9. The electric adapter system as claimed in claim 8, wherein the connector comprises a plurality of additional second terminals, the second end connection device comprising a plurality of additional first terminals that are respectively engageable with the additional second terminals when the connector mates the second end connection device, and wherein the switching means is arranged in the connector and is selectively connected to the voltage selection lines via the additional second terminals and the additional first terminals.

10. The electric adapter system as claimed in claim 8, wherein the switching means is arranged in the casing of the adapter for selectively connecting the terminal of one of the voltage selection lines to the additional first terminal that engages the additional second terminal in connection with the second negative power terminal of the connector.

11. The electric adapter system as claimed in claim 8, wherein the feedback circuit comprises first and second voltage dividing resistors connected in series between the first positive and negative power terminals of the second end connection device, a connection point between the first and second voltage dividing resistors being connected to the feedback signal line, a plurality of resistors each comprised of the corresponding voltage selection line and having a first end connected to the connection point and a second end connected to the terminal of the voltage selection line.

12. The electric adapter system as claimed in claim 8 wherein the voltage conversion means comprises a device for converting a direct current input having a first voltage level to a direct current output having a second voltage level that is greater than the first voltage level.

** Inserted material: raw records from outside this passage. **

PR #72, opened 2021-03-19
Add code for generating a generic commit and sending summary as mail

viktordick:


perfact/zodbsync/commands/record.py
```diff
@@ -39,6 +34,41 @@ def add_args(parser):
...
+        """
+        Do a commit of all unstaged changes and optionally send an email with a
+        summary.
+        """
+        commit_message = self.config["commit_message"]
+        self.gitcmd_run('add', '.')
+        try:
+            self.gitcmd_run('commit', '-m', commit_message)
+        except subprocess.CalledProcessError:
+            # Nothing to commit
```
gandie, line 47: Can we safely assume this always means `Nothing to commit` ?

gandie (commented):
One question i'd like to clarify before approving

perfact/zodbsync/commands/record.py
viktordick: Probably not, although the old code in `python-perfact` did exactly that.
We can probably do better, but this is not a function any user calls explicitly, it is usually called from cron entries with `>/dev/null 2>&1` so if the commit is unsuccessful (for example, someone commited as root and others can now no longer commit), we will not notice, whatever we do - except maybe if we send an email.

gandie: Alrighty, this will do for now! :+1:

gandie (approved):

PR #74, opened 2021-04-02
Increase test coverage

viktordick:


viktordick:
Builds on the other PR, so I will only merge it afterwards. But it can already be reviewed.

This focuses mainly on `helpers.py`. I also threw away some functions that are not actually used.

jan-jockusch:
Looking good so far!

jan-jockusch (approved):
LGTM!

PR #75, opened 2021-04-15
Upload more filetypes

jan-jockusch:
This is a first working version which I used to push QA related SVGs, ODTs and PDFs into a system.

### DIFF
--- a/CHANGELOG
+++ b/CHANGELOG
@@ -1,4 +1,4 @@
-4.1.5.dev0
+4.1.5.dev1
   * Fix timing issues in watcher
 
   * Add option `--replace-periods` to subcommand `upload` to replace
--- a/CHANGELOG
+++ b/CHANGELOG
@@ -1,16 +1,18 @@
 4.1.5.dev0
   * Fix timing issues in watcher
 
-  * Add option `--keep-filenames` to subcommand `upload` to not replace
+  * Add option `--replace-periods` to subcommand `upload` to replace
     periods with underscores
 
   * Add more recognized file types to subcommand `upload`
 
+  * Add option `--valid-extensions` to subcommand `upload` to only upload
+    certain types of files
 
 4.1.4
   * Add subcommand `exec` to capture many git operations
 
-  * Rewrite `pick` to use common code with `exec`, making it appliable to
+  * Rewrite `pick` to use common code with `exec`, making it applicable to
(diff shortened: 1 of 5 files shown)


viktordick (changes requested):
Looks good on the first glance, but the tests fail.

jan-jockusch:
This is now modified in a way that the subcommand "upload" by default is a straight upload of a subdirectory into the Data.fs.

The previous default behavior can be activated by passing `--replace-periods` and `--valid-extensions css,js`.

This is now mirrored in the tests. Additional tests check the behavior in the other combinations of options.

CHANGELOG
```diff
@@ -1,3 +1,9 @@
+4.1.5 (pre)
+  * Add option `--keep-filenames` to subcommand `upload` to not replace
```
viktordick, line 2: This no longer matches the implementation.

perfact/zodbsync/commands/upload.py
```diff
@@ -92,32 +119,41 @@ def run(self):
             for filename in files:
                 file_ending = filename.split('.')[-1]
 
-                # only support css and js files ... for now
-                if file_ending not in ['css', 'js']:
+                # bail out if not a valid extension
+                if valid_extensions and file_ending not in valid_extensions:
```
viktordick, line 123: Minor nitpick: If the argument is `--valid-extensions ""`, this is treated as if the argument were omitted completely - although I would expect that this would ignore all files instead of allowing all.
So I would like this to treat `None` differently than `[]`, just as a matter of principle.

CHANGELOG
```diff
@@ -1,3 +1,9 @@
+4.1.5 (pre)
```
viktordick, line 1: I follow the convention of using `4.1.5.dev0` here, which matches the corresponding PEP IIRC and is understood by `pip`. The version number should also be changed accordingly in `setup.py`.

Although I tried to follow the workflow changing the version to the next `dev` version directly after the release, so the individual PRs do not need to take care of this. But I forgot to do that here.

viktordick (changes requested):
Minor nitpicks, the implementation itself looks good. Thanks for the tests!

viktordick (approved):
LGTM!

jan-jockusch:
Thanks!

13. The electric adapter system as claimed in claim 8, wherein the circuit arranged inside the casing further comprises an overload protection circuit comprising:

a current detection resistor connected between the output voltage of the voltage level control means and the first positive power terminal; and

a differential amplifier having two inputs connected on opposite sides of the current detection resistor and an output connected to the feedback terminal of the voltage conversion means; whereby when an excessive current is detected by the current detection resistor, a signal is applied to the feedback terminal of the voltage conversion means to limit current level of the output voltage.

14. The electric adapter system as claimed in claim 8, wherein the adapter further comprises a power saving circuit comprising a manual switch for selectively and manually cutting off the output voltage.